Gyroscops 0.1 [alpha]
A pipeline is a series of processes, also called steps, that filter or transform data. The first process takes raw input data, uses it and then sends the results to the second process, and so on, ending with the final result produced by the last process in progress.
The different steps of our pipeline are extract
, transform
or load
but the transformation step isn’t mandatory.
Tip : It’s possible to use multiple transformation steps in a pipeline.
What is it for?
This package allows you to create a microservice that will be operating a data pipeline.
Basic usage
To define your pipeline, you need to specify which steps will make up the pipeline using the steps
option. Each step
contains the configuration of a plugin. For more details, go to the documentation page of the plugin of your choice.
You must also set a code
of your choosing, which will help identify the pipeline. This pipeline code should be unique within the satellite.
pipeline:
code: 'my-example-pipeline'
steps:
- csv:
extractor:
file_path: path/to/file/input.csv
delimiter: ';'
enclosure: '"'
escape: '\\'
- csv:
loader:
file_path: path/to/file/output.csv
delimiter: ','
enclosure: '"'
escape: '\\'
<?php
use Kiboko\Component\Pipeline\PipelineRunner;
use Kiboko\Component\Pipeline\Pipeline;
use Kiboko\Component\Flow\Csv\Safe\Extractor;
use Kiboko\Component\Flow\Csv\Safe\Loader;
/** @var Psr\Log\LoggerInterface $logger */
$runner = new PipelineRunner();
$pipeline = (new Pipeline($runner))
->extract((new Extractor('path/to/file/input.csv'))->setLogger($logger))
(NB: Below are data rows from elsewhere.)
PR #4844, opened 2018-03-01
Update Alpine Linux base image

robertknight:
Update the Alpine Linux base used by the Docker image from 3.4 to 3.7. Alpine is now an [official image](https://github.com/docker-library/official-images/pull/3762) rather than one from the gliderlabs org.

This brings along Python 3.6 but also security updates etc. in other packages. ~~Depends on https://github.com/hypothesis/h/pull/4843 for a build fix.~~

Changes required in the Dockerfile:

- Replaced removed `apk-install` with `apk add --no-cache`
- Fixed an issue on nginx startup by making a tmp dir it uses writable by the "hypothesis" user which runs nginx
- Removed use of `npm cache clean` which is no longer supported by the newer version of npm

I also added a script to document how to run an h Docker image built locally using `make docker`. Assuming you have a standard local dev setup using the suggested container names, `./scripts/run-h-dev-in-docker` will run the local Docker image configured to talk to the local Postgres, Elasticsearch and RabbitMQ containers.

### DIFF
--- a/Dockerfile
+++ b/Dockerfile
@@ -19,7 +19,7 @@ RUN addgroup -S hypothesis && adduser -S -G hypothesis -h /var/lib/hypothesis hy
 WORKDIR /var/lib/hypothesis
 
 # Ensure nginx state and log directories writeable by unprivileged user.
-RUN chown -R hypothesis:hypothesis /var/log/nginx /var/lib/nginx
+RUN chown -R hypothesis:hypothesis /var/log/nginx /var/lib/nginx /var/tmp/nginx
 
 # Copy minimal data to allow installation of dependencies.
 COPY requirements.txt ./
--- a/Dockerfile
+++ b/Dockerfile
@@ -1,16 +1,16 @@
-FROM gliderlabs/alpine:3.4
+FROM alpine:3.7
 MAINTAINER Hypothes.is Project and contributors
 
 # Install system build and runtime dependencies.
-RUN apk-install \
+RUN apk add --no-cache \
     ca-certificates \
     collectd \
     collectd-nginx \
     libffi \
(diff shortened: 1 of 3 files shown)


robertknight:
Rebased.

seanh:
I wonder if `run-h-dev-in-docker` just belongs in `Makefile`? Where `make dev` and `make docker` are. Maybe `make dockerrun`?

robertknight:
> I wonder if run-h-dev-in-docker just belongs in Makefile? Where make dev and make docker are. Maybe make dockerrun?

Something like this (I'm using `run-docker` to follow the verb-first convention of the other commands)?

```make
# Run docker image built with `docker` task
.PHONY: run-docker
run-docker:
	$(eval RABBITMQ_CONTAINER ?= rabbitmq)
	$(eval PG_CONTAINER ?= postgres)
	$(eval ES_CONTAINER ?= elasticsearch)
	docker run \
		--link $(RABBITMQ_CONTAINER) \
		--link $(PG_CONTAINER) \
		--link $(ES_CONTAINER) \
		-e "APP_URL=http://localhost:5000" \
		-e "BROKER_URL=amqp://guest:guest@$(RABBITMQ_CONTAINER):5672//" \
		-e "DATABASE_URL=postgresql://postgres@$(PG_CONTAINER)/postgres" \
		-e "ELASTICSEARCH_HOST=http://$(ES_CONTAINER):9200" \
		-p 5000:5000 \
		hypothesis/hypothesis:dev
```

seanh:
@robertknight Yeah looks good

robertknight:
OK, I've moved the content of that script to a Makefile task as suggested.

PR #4848, opened 2018-03-02
Converge on grey-6, font size & adjust icon margin in sidebar

hmstepanek:
-Make dark greys the same (grey-6)
-Move copy icon over so it’s padding is equal with the left side of the input text
-Increase size of matching annotations to match sidebar subtitles, move hard coded font into _base defs, and remove extra css subtitle count class

Before:
image

After:
image

### DIFF
--- a/h/static/styles/partials/_base.scss
+++ b/h/static/styles/partials/_base.scss
@@ -39,6 +39,9 @@ $title-font-size: 19px;
 // Font sizes for specific categories of control
 $input-font-size: 15px;
 
+// Font size for search results "# Matching Annotations" & sidebar subtitles
+$search-results-subtitle-font-size: 15px;
+
 // Minimum font size for <input> fields on iOS. If the font size is smaller than
 // this, iOS will zoom into the field when focused.
 $touch-input-font-size: 16px;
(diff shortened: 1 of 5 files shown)


hmstepanek:
@dawariley needs to approve before merging.

hmstepanek:
@dawariley has approved and is ready to push these changes to qa.

h/static/styles/partials/_base.scss
```diff
@@ -39,6 +39,9 @@ $title-font-size: 19px;
 // Font sizes for specific categories of control
 $input-font-size: 15px;
 
+// Font size for search results "# Matching Annotations" & sidebar subtitles
+$search-results-subtitle-font-size: 15px;
```
robertknight: The other fonts defined in this file have more generic names than this because they were intended to form part of a design system in which there are only a small number of distinct font sizes ("normal", "small", "input" and "title") and colors.

@dawariley I don't need an answer on this right away, but do you have an idea of whether this font is just for this specific part of the UI or whether it will more generally used elsewhere as some kind of "heading level X" font or something like that?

->load(new Loader('path/to/file/output.csv', delimiter: ','))
->run();
Advanced usage
Using expressions
It’s possible to use expressions in your pipeline using the expression_language
option. To use these expressions,
you need to use our customised Providers which provide the different expressions. For more information, please visit
the detailed documentation of the language expressions.
pipeline:
expression_language:
- 'Kiboko\Component\Satellite\ExpressionLanguage\Provider'
Using services
You can use services in your pipeline in the same way as in a traditional Symfony application.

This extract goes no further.